One afternoon I drove a few miles up the road to dump the tanks at a nearby RV park and couldn't help noticing how badly rusted our black tank straps had become. It was on my mind because someone in a Facebook group that Corrinne belongs to posted a story about their black tank falling off and smashing all over the ground while they drove through a campground. Awkward.
We already refer to small towns we can't remember the name of by saying things like, "you know, the one where the fuel line cracked?" or "What was that place, where the rear transmission mount almost fell off?"; "What was that place where you hitchhiked to get a new alternator?"
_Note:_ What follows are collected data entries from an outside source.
PR #1515, opened 2024-05-14
Add promises support

### LINKED ISSUE #1513: Implement the new promises api
Implement the promises semantics, as described here: https://github.com/restatedev/service-protocol/pull/91/files#diff-128451de2d167458610958ef2052c8d7e1aec332bcea3c664f7b27f39a5aa0be

slinkydeveloper:
Fix #1513. This implements the new promises api in the service-protocol

### DIFF
--- a/crates/partition-store/src/promise_table/mod.rs
+++ b/crates/partition-store/src/promise_table/mod.rs
@@ -1,0 +1,148 @@
+// Copyright (c) 2023 -  Restate Software, Inc., Restate GmbH.
+// All rights reserved.
+//
+// Use of this software is governed by the Business Source License
+// included in the LICENSE file.
+//
+// As of the Change Date specified in that file, in accordance with
+// the Business Source License, use of this software will be governed
+// by the Apache License, Version 2.0.
+
+use crate::keys::{define_table_key, KeyKind, TableKey};
+use crate::owned_iter::OwnedIterator;
+use crate::scan::TableScan;
+use crate::{PartitionStore, TableKind, TableScanIterationDecision};
+use crate::{RocksDBTransaction, StorageAccess};
+use anyhow::anyhow;
+use bytes::Bytes;
+use bytestring::ByteString;
+use futures::Stream;
+use futures_util::stream;
+use restate_storage_api::promise_table::{
+    OwnedPromiseRow, Promise, PromiseTable, ReadOnlyPromiseTable,
+};
+use restate_storage_api::{Result, StorageError};
+use restate_types::identifiers::{PartitionKey, ServiceId, WithPartitionKey};
+use restate_types::storage::StorageCodec;
+use std::ops::RangeInclusive;
+
+define_table_key!(
+    TableKind::Promise,
+    KeyKind::Promise,
+    PromiseKey(
+        partition_key: PartitionKey,
+        service_name: ByteString,
+        service_key: Bytes,
+        key: ByteString
+    )
+);
+
+fn create_key(service_id: &ServiceId, key: &ByteString) -> PromiseKey {
+    PromiseKey::default()
+        .partition_key(service_id.partition_key())
+        .service_name(service_id.service_name.clone())
+        .service_key(service_id.key.as_bytes().clone())
+        .key(key.clone())
+}
+
+fn get_promise<S: StorageAccess>(
+    storage: &mut S,
+    service_id: &ServiceId,
+    key: &ByteString,
+) -> Result<Option<Promise>> {
+    storage.get_value(create_key(service_id, key))
+}
+
+fn all_promise<S: StorageAccess>(
+    storage: &mut S,
+    range: RangeInclusive<PartitionKey>,
+) -> impl Stream<Item = Result<OwnedPromiseRow>> + Send + '_ {
+    let iter = storage.iterator_from(TableScan::FullScanPartitionKeyRange::<PromiseKey>(range));
+    stream::iter(OwnedIterator::new(iter).map(|(mut k, mut v)| {
+        let key = PromiseKey::deserialize_from(&mut k)?;
+        let metadata = StorageCodec::decode::<Promise, _>(&mut v)
+            .map_err(|err| StorageError::Generic(err.into()))?;
+
+        let (partition_key, service_name, service_key, promise_key) = key.into_inner_ok_or()?;
+
+        Ok(OwnedPromiseRow {
+            service_id: ServiceId::with_partition_key(
+                partition_key,
+                service_name,
+                ByteString::try_from(service_key)
+                    .map_err(|e| anyhow!("Cannot convert to string {e}"))?,
+            ),
+            key: promise_key,
+            metadata,
+        })
+    }))
+}
+
+fn put_promise<S: StorageAccess>(
+    storage: &mut S,
+    service_id: &ServiceId,
+    key: &ByteString,
+    metadata: Promise,
+) {
+    storage.put_kv(create_key(service_id, key), metadata);
+}
+
+fn delete_all_promises<S: StorageAccess>(storage: &mut S, service_id: &ServiceId) {
+    let prefix_key = PromiseKey::default()
+        .partition_key(service_id.partition_key())
+        .service_name(service_id.service_name.clone())
+        .service_key(service_id.key.as_bytes().clone());
+
+    let keys = storage.for_each_key_value_in_place(
+        TableScan::SinglePartitionKeyPrefix(service_id.partition_key(), prefix_key),
+        |k, _| TableScanIterationDecision::Emit(Ok(Bytes::copy_from_slice(k))),
+    );
+
+    for k in keys {
+        storage.delete_cf(TableKind::Promise, &k.unwrap());
+    }
+}
+
+impl ReadOnlyPromiseTable for PartitionStore {
+    async fn get_promise(
+        &mut self,
+        service_id: &ServiceId,
+        key: &ByteString,
+    ) -> Result<Option<Promise>> {
+        get_promise(self, service_id, key)
+    }
+
+    fn all_promises(
+        &mut self,
+        range: RangeInclusive<PartitionKey>,
+    ) -> impl Stream<Item = Result<OwnedPromiseRow>> + Send {
+        all_promise(self, range)
+    }
+}
+
+impl<'a> ReadOnlyPromiseTable for RocksDBTransaction<'a> {
+    async fn get_promise(
+        &mut self,
+        service_id: &ServiceId,
+        key: &ByteString,
+    ) -> Result<Option<Promise>> {
+        get_promise(self, service_id, key)
+    }
+
+    fn all_promises(
+        &mut self,
+        range: RangeInclusive<PartitionKey>,
+    ) -> impl Stream<Item = Result<OwnedPromiseRow>> + Send {
+        all_promise(self, range)
+    }
+}
+
+impl<'a> PromiseTable for RocksDBTransaction<'a> {
+    async fn put_promise(&mut self, service_id: &ServiceId, key: &ByteString, metadata: Promise) {
+        put_promise(self, service_id, key, metadata)
+    }
+
+    async fn delete_all_promises(&mut self, service_id: &ServiceId) {
+        delete_all_promises(self, service_id)
+    }
+}
--- a/crates/partition-store/tests/promise_table_test/mod.rs
+++ b/crates/partition-store/tests/promise_table_test/mod.rs
@@ -1,0 +1,125 @@
+// Copyright (c) 2023 -  Restate Software, Inc., Restate GmbH.
+// All rights reserved.
+//
+// Use of this software is governed by the Business Source License
+// included in the LICENSE file.
+//
+// As of the Change Date specified in that file, in accordance with
+// the Business Source License, use of this software will be governed
+// by the Apache License, Version 2.0.
+
+// Unfortunately we need this because of https://github.com/rust-lang/rust-clippy/issues/9801
+#![allow(clippy::borrow_interior_mutable_const)]
+#![allow(clippy::declare_interior_mutable_const)]
+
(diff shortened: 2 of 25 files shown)


crates/worker/src/partition/state_machine/command_interpreter/mod.rs
```diff
@@ -1358,6 +1362,189 @@ where
...
             }
+            EnrichedEntryHeader::GetPromise { is_completed, .. } => {
+                if !is_completed {
+                    let_assert!(
+                        Entry::GetPromise(GetPromiseEntry { key, .. }) =
+                            journal_entry.deserialize_entry_ref::<Codec>()?
+                    );
+
+                    if let Some(service_id) =
+                        invocation_metadata.invocation_target.as_keyed_service_id()
```
tillrohrmann, line 1373: Do I understand it correctly that the promise feature only allows a service instance to access promises that were created by itself? I guess if we wanted to do it generally, one would have to introduce a new message that can retrieve the result from a different partition.

crates/worker/src/partition/state_machine/command_interpreter/mod.rs
```diff
@@ -1358,6 +1362,189 @@ where
...
+                                        JournalEntryId::from_parts(invocation_id, entry_index),
+                                    ]),
+                                },
+                            ),
+                        }
+                    } else {
+                        warn!(
+                            "Trying to process entry {} for a target that has no promises",
+                            journal_entry.header().as_entry_type()
+                        );
```
tillrohrmann, line 1421: A bit unrelated. I am not sure about the warn level here because technically this situation can easily happen when a user writes an incorrect handler. However, this does not mean that the runtime is in anyway in danger which I would usually associate with a log message on warn level (e.g. disk space is running full, not able to connect to the cluster controller, etc.).

crates/worker/src/partition/state_machine/command_interpreter/mod.rs
```diff
@@ -1358,6 +1362,189 @@ where
...
+                                        state: PromiseState::Completed(completion),
+                                    },
+                                );
+                                CompletionResult::Empty
+                            }
+                            Some(PromiseMetadata {
+                                state: PromiseState::Completed(_),
+                            }) => {
+                                // Conflict!
+                                (&CONFLICT_INVOCATION_ERROR).into()
```
tillrohrmann, line 1525: Out of curiosity: How will this error surface to the user? Will it be a terminal error or returned as false on the complete call?

crates/worker/src/partition/state_machine/command_interpreter/mod.rs
```diff
@@ -1358,6 +1362,189 @@ where
...
+                        let completion_result = match promise_metadata {
+                            None => {
+                                // Just register the promise completion
+                                effects.put_promise(
+                                    service_id,
+                                    key,
+                                    PromiseMetadata {
+                                        state: PromiseState::Completed(completion),
+                                    },
+                                );
```
tillrohrmann, line 1493: What is the lifetime of these promises? When are they gonna be cleaned up? Or are they kept around forever?

tillrohrmann (commented):
Thanks a lot for creating this PR @slinkydeveloper. The changes look good to me. The one question I have is about the lifecycle of promises. I couldn't find how these promises are being cleaned up. If they are kept around forever, how are we gonna make handlers work that repeatedly create promises? I guess in the first version only workflows will use this feature. After a workflow is cleaned up I assume that a new run will try to create the same promise again.

crates/storage-api/src/promise_table/mod.rs
```diff
@@ -0,0 +1,68 @@
...
+use futures_util::Stream;
+use restate_types::identifiers::{JournalEntryId, PartitionKey, ServiceId};
+use restate_types::journal::EntryResult;
+use std::future::Future;
+use std::ops::RangeInclusive;
+
+#[derive(Debug, Clone, PartialEq)]
+pub enum PromiseState {
+    Completed(EntryResult),
+    NotCompleted(Vec<JournalEntryId>),
```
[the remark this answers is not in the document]
tillrohrmann: Note to myself: Those are the entries of another invocation's journal of the same service instance which are awaiting the promise and want to be notified in case it completes.

slinkydeveloper:
> The one question I have is about the lifecycle of promises. I couldn't find how these promises are being cleaned up. If they are kept around forever, how are we gonna make handlers work that repeatedly create promises? I guess in the first version only workflows will use this feature. After a workflow is cleaned up I assume that a new run will try to create the same promise again.

This is exactly the reason why these promises will be for the foreseable future a workflow only feature, because the lifecycle question is still open for virtual objects. As soon as I rebase this PR, I'll add the command to cleanup the promises when the workflow is cleaned up (if you remember, there was a todo for that in the other workflow PR)

crates/service-protocol/src/message/header.rs
```diff
@@ -112,6 +121,9 @@ const SET_STATE_ENTRY_MESSAGE_TYPE: u16 = 0x0801;
 const CLEAR_STATE_ENTRY_MESSAGE_TYPE: u16 = 0x0802;
 const CLEAR_ALL_STATE_ENTRY_MESSAGE_TYPE: u16 = 0x0803;
 const GET_STATE_KEYS_ENTRY_MESSAGE_TYPE: u16 = 0x0804;
+const GET_PROMISE_ENTRY_MESSAGE_TYPE: u16 = 0x0808;
```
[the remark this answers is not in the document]
slinkydeveloper: There was another API for having "streams" that I designed and just temporarily removed, because I won't have time to finish it now. but it's coming soon, and i forgot to re-enumerate the numbers here :)

crates/partition-store/src/promise_table/mod.rs
```diff
@@ -0,0 +1,151 @@
...
+        .service_name(service_id.service_name.clone())
+        .service_key(service_id.key.as_bytes().clone())
+        .key(key.clone())
+}
+
+fn get_promise_metadata<S: StorageAccess>(
+    storage: &mut S,
+    service_id: &ServiceId,
+    key: &ByteString,
+) -> Result<Option<PromiseMetadata>> {
```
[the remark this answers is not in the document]
slinkydeveloper: This is to stay consistent with the naming of `InvocationMetadata` etc... I can call it `PromiseData` though, seems good to me.

crates/worker/src/partition/state_machine/command_interpreter/mod.rs
slinkydeveloper: For now it seems reasonable to return a terminal error. There might be other situations where we could fail to complete the promise that were discussed as well, e.g. fail completing a promise if the workflow didn't started yet.

crates/worker/src/partition/state_machine/command_interpreter/mod.rs
slinkydeveloper: > A bit unrelated. I am not sure about the warn level here because technically this situation can easily happen when a user writes an incorrect handler. 

This can happen only in case the SDK is buggy and exposes the promise apis to non-workflow `Context`, this is a similar case to creating GetState inside a regular service.

crates/worker/src/partition/state_machine/command_interpreter/mod.rs
slinkydeveloper: > Do I understand it correctly that the promise feature only allows a service instance to access promises that were created by itself?

Yes this is how it's modeled in the service protocol entry message too (it doesn't have the service name/service key of the promise holder). The idea is that people should not expose promises to foreign services as api surface, but should rely on shared handlers for that.

crates/storage-api/src/promise_table/mod.rs
```diff
@@ -0,0 +1,68 @@
...
+impl Default for PromiseState {
+    fn default() -> Self {
+        PromiseState::NotCompleted(vec![])
+    }
+}
+
+#[derive(Debug, Clone, PartialEq, Default)]
+pub struct PromiseMetadata {
+    pub state: PromiseState,
+}
```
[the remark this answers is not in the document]
slinkydeveloper: Yep, one possible idea could be to have update timestamps to expose to the user.

crates/worker/src/partition/state_machine/command_interpreter/mod.rs
slinkydeveloper: see comment below.

crates/partition-store/src/promise_table/mod.rs
```diff
@@ -0,0 +1,151 @@
...
+        Ok(OwnedPromiseRow {
+            service_id: ServiceId::with_partition_key(
+                *key.partition_key_ok_or()?,
+                key.service_name_ok_or()?.clone(),
+                ByteString::try_from(key.service_key_ok_or()?.clone())
+                    .map_err(|e| anyhow!("Cannot convert to string {e}"))?,
+            ),
+            key: key.key_ok_or()?.clone(),
+            metadata,
+        })
```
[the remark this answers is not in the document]
slinkydeveloper: I tweaked a bit the macro to make into_inner() more usable :)

crates/storage-api/src/promise_table/mod.rs
```diff
@@ -0,0 +1,68 @@
...
+    pub key: ByteString,
+    pub metadata: PromiseMetadata,
+}
+
+pub trait ReadOnlyPromiseTable {
+    fn get_promise(
+        &mut self,
+        service_id: &ServiceId,
+        key: &ByteString,
+    ) -> impl Future<Output = Result<Option<PromiseMetadata>>> + Send;
```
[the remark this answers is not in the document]
slinkydeveloper: Called this `Promise` now

crates/partition-store/src/promise_table/mod.rs
```diff
@@ -0,0 +1,148 @@
...
+
+fn create_key(service_id: &ServiceId, key: &ByteString) -> PromiseKey {
+    PromiseKey::default()
+        .partition_key(service_id.partition_key())
+        .service_name(service_id.service_name.clone())
+        .service_key(service_id.key.as_bytes().clone())
+        .key(key.clone())
+}
+
+fn get_promise_metadata<S: StorageAccess>(
```
tillrohrmann, line 48: Maybe rename into `get_promise`?

crates/partition-store/src/promise_table/mod.rs
```diff
@@ -0,0 +1,148 @@
...
+    storage: &mut S,
+    service_id: &ServiceId,
+    key: &ByteString,
+) -> Result<Option<Promise>> {
+    storage.get_value(create_key(service_id, key))
+}
+
+fn all_promise_metadata<S: StorageAccess>(
```
tillrohrmann, line 56: `all_promises`?

crates/partition-store/src/promise_table/mod.rs
```diff
@@ -0,0 +1,148 @@
...
+                ByteString::try_from(service_key)
+                    .map_err(|e| anyhow!("Cannot convert to string {e}"))?,
+            ),
+            key: promise_key,
+            metadata,
+        })
+    }))
+}
+
+fn put_promise_metadata<S: StorageAccess>(
```
tillrohrmann, line 81: `put_promise`?

crates/partition-store/tests/promise_table_test/mod.rs
```diff
@@ -0,0 +1,129 @@
...
+
+const PROMISE_METADATA_COMPLETED: Promise = Promise {
+    state: PromiseState::Completed(EntryResult::Success(Bytes::from_static(b"{}"))),
+};
+
+#[tokio::test]
+async fn test_promise_table() {
+    let mut rocksdb = storage_test_environment().await;
+
+    let promise_metadata_not_completed = Promise {
```
tillrohrmann, line 40: `s/metadata//`?

crates/storage-api/src/promise_table/mod.rs
```diff
@@ -0,0 +1,71 @@
...
+use restate_types::identifiers::{JournalEntryId, PartitionKey, ServiceId};
+use restate_types::journal::EntryResult;
+use std::future::Future;
+use std::ops::RangeInclusive;
+
+#[derive(Debug, Clone, PartialEq)]
+pub enum PromiseState {
+    Completed(EntryResult),
+    NotCompleted(
+        // Journal entries listening for this promise to be completed
```
tillrohrmann, line 24: Is there a limitation for which journals/invocations can listen for a promise (invocations to the same service instance vs. an arbitrary invocation)?

crates/types/src/errors.rs
```diff
@@ -78,6 +78,7 @@ pub mod codes {
     pub const GONE: InvocationErrorCode = InvocationErrorCode(410);
     pub const JOURNAL_MISMATCH: InvocationErrorCode = InvocationErrorCode(570);
     pub const PROTOCOL_VIOLATION: InvocationErrorCode = InvocationErrorCode(571);
+    pub const CONFLICT: InvocationErrorCode = InvocationErrorCode(409);
```
tillrohrmann, line 81: Maybe add an explanation what a conflict constitutes (e.g. trying to complete an already completed promise).

tillrohrmann (approved):
Nice work @slinkydeveloper. LGTM. +1 for merging :-)

crates/types/src/errors.rs
slinkydeveloper: CONFLICT is a generic HTTP status code, i added some details to the error itself.

crates/storage-api/src/promise_table/mod.rs
slinkydeveloper: In principle not, the implementation of this table is built such that any invocation from any partition could listen to any promise. But the restriction currently exists in the service protocol entry, and transitively in the PP commands.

I really did not want to have one of these that went, "you know, that campground where we dropped the black tank on the ground?"
When I got back from dumping I crawled under the tank with a flashlight to get serious about things and realized that one of our straps was already cracked about halfway through. It is 1969 steel so it probably had some life left in it, but I didn't want to risk it.
I called a few auto parts stores in the area looking for fuel tank straps, but no one had anything. I ended up driving the Volvo to the nearest good size town, which had a Lowes, and bought some aluminum, some large sheet metal screws and two long drill bit extensions. A couple hours under the black tank and I had a nice new strap in place. The only problem was that when I jacked up the tank to lift it off the old strap, I cracked it. So two days later I was back at the RV park dumped it again, dried the outside and got busy with the fiberglass and resin. Fun times.
Nothing makes a creek bath feel sweet like an afternoon of sweating, fiberglass, and resin.
That night we were sitting around the fire after dinner when a pair of summer tanagers flew right up to us, chatting away as if we didn't exist. The male sat up in the tree, chirping away, almost like he was giving suggestions to the female that was down on the ground gather sticks and pine needles in her beak. Then they'd fly away and come back a bit later for more.
The whole time they didn't seem bothered by our presence, even the kids playing quite loudly, at all. It was the start of something of a running theme the last couple weeks in Tennessee -- birds just fly right up to us. This morning a hawk landed about 10 feet from us and just sat there on the ground, occasionally looking over at us, but for the most part seemingly unconcerned about our existence.